Data shown Start Marker

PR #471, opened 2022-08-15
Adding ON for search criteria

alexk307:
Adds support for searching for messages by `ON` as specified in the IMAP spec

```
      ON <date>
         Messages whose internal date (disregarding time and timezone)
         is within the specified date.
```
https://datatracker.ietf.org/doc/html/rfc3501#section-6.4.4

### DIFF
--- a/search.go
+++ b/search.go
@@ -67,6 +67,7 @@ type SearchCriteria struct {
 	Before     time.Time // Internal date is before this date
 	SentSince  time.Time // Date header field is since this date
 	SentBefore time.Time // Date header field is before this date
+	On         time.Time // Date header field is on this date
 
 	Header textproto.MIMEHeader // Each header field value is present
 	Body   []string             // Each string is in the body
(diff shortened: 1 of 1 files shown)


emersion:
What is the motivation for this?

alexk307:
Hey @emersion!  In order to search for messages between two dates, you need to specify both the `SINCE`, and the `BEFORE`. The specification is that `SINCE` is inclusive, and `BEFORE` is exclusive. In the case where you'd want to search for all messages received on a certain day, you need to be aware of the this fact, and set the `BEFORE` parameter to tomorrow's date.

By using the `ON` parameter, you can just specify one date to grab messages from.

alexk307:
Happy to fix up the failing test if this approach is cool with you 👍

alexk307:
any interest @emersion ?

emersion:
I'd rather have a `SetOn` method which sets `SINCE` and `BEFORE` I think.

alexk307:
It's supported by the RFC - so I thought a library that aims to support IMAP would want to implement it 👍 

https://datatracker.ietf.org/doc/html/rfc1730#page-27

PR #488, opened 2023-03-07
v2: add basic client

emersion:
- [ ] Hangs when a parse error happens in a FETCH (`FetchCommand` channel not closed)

Data shown End Marker
Data shown Start Marker

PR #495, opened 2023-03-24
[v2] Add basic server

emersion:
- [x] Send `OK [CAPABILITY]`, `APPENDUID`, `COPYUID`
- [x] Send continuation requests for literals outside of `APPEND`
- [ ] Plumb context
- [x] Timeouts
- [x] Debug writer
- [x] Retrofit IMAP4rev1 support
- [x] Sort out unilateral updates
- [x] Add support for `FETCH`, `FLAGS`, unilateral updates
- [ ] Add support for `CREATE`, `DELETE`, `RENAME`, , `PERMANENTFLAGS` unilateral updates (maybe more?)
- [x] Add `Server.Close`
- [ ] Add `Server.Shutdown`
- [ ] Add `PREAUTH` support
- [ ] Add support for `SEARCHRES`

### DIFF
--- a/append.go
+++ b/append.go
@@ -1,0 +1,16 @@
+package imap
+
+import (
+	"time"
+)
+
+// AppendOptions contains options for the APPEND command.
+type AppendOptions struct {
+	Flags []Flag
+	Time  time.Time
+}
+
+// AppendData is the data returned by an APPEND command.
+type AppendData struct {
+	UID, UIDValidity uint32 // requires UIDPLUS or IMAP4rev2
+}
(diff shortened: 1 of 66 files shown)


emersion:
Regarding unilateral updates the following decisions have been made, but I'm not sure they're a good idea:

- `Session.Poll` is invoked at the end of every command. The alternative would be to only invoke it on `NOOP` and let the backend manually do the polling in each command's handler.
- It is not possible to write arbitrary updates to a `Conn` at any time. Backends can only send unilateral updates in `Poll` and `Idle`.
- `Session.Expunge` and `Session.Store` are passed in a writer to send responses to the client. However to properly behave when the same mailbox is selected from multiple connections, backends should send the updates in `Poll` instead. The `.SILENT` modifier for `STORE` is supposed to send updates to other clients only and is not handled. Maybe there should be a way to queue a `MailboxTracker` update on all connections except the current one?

Data shown End Marker
Data shown Start Marker

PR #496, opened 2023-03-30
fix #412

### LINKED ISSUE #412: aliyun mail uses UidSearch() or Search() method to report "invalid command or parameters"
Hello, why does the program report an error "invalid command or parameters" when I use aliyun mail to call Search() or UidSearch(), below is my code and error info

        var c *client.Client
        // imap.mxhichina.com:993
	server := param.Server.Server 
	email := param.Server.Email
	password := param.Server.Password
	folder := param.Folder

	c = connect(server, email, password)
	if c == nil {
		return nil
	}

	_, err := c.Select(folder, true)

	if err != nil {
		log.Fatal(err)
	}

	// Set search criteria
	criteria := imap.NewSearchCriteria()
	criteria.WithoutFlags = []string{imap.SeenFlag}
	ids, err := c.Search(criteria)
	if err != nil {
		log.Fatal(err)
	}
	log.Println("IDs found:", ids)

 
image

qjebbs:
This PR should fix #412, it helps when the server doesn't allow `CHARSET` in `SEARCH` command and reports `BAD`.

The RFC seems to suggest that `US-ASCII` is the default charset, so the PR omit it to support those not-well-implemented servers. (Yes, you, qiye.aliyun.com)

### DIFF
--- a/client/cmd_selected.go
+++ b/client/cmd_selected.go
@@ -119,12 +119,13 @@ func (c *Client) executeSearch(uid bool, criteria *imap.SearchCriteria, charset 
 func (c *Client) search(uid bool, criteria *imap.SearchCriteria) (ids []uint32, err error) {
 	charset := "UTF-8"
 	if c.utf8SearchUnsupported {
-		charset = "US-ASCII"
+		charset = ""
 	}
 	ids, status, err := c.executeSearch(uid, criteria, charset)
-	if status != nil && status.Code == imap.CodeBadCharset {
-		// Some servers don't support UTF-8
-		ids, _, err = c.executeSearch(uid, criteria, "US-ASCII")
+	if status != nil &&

Data shown End Marker

Your answer must be the lines above from the one containing "PR #471, opened 2022-08-15" to the one containing "since this date", both included, restated word for word.

→ **Response to this exercise**
PR #471, opened 2022-08-15
Adding ON for search criteria

alexk307:
Adds support for searching for messages by `ON` as specified in the IMAP spec

```
      ON <date>
         Messages whose internal date (disregarding time and timezone)
         is within the specified date.
```
https://datatracker.ietf.org/doc/html/rfc3501#section-6.4.4

### DIFF
--- a/search.go
+++ b/search.go
@@ -67,6 +67,7 @@ type SearchCriteria struct {
 	Before     time.Time // Internal date is before this date
 	SentSince  time.Time // Date header field is since this date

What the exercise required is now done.